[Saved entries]
============================================================
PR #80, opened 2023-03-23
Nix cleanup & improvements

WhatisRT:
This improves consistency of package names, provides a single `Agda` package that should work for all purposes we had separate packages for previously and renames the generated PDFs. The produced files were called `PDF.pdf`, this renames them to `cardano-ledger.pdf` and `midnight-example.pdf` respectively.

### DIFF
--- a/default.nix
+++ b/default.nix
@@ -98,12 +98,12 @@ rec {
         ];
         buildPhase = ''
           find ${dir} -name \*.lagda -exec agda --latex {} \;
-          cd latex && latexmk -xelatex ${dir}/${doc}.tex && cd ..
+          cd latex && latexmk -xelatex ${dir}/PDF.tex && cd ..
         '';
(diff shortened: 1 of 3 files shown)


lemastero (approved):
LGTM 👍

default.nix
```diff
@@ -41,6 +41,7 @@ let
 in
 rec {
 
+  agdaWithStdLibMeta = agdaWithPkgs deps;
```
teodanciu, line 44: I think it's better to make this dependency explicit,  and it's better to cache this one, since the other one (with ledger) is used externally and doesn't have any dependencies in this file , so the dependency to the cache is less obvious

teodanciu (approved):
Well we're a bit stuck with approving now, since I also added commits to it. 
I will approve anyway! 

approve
============================================================
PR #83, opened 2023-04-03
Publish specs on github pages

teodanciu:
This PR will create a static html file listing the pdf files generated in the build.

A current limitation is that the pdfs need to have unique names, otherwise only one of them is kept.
============================================================
[Problem to work on] Going line by line through the data, tally each one that includes the string "them", and answer with the tally only.

[Response] 2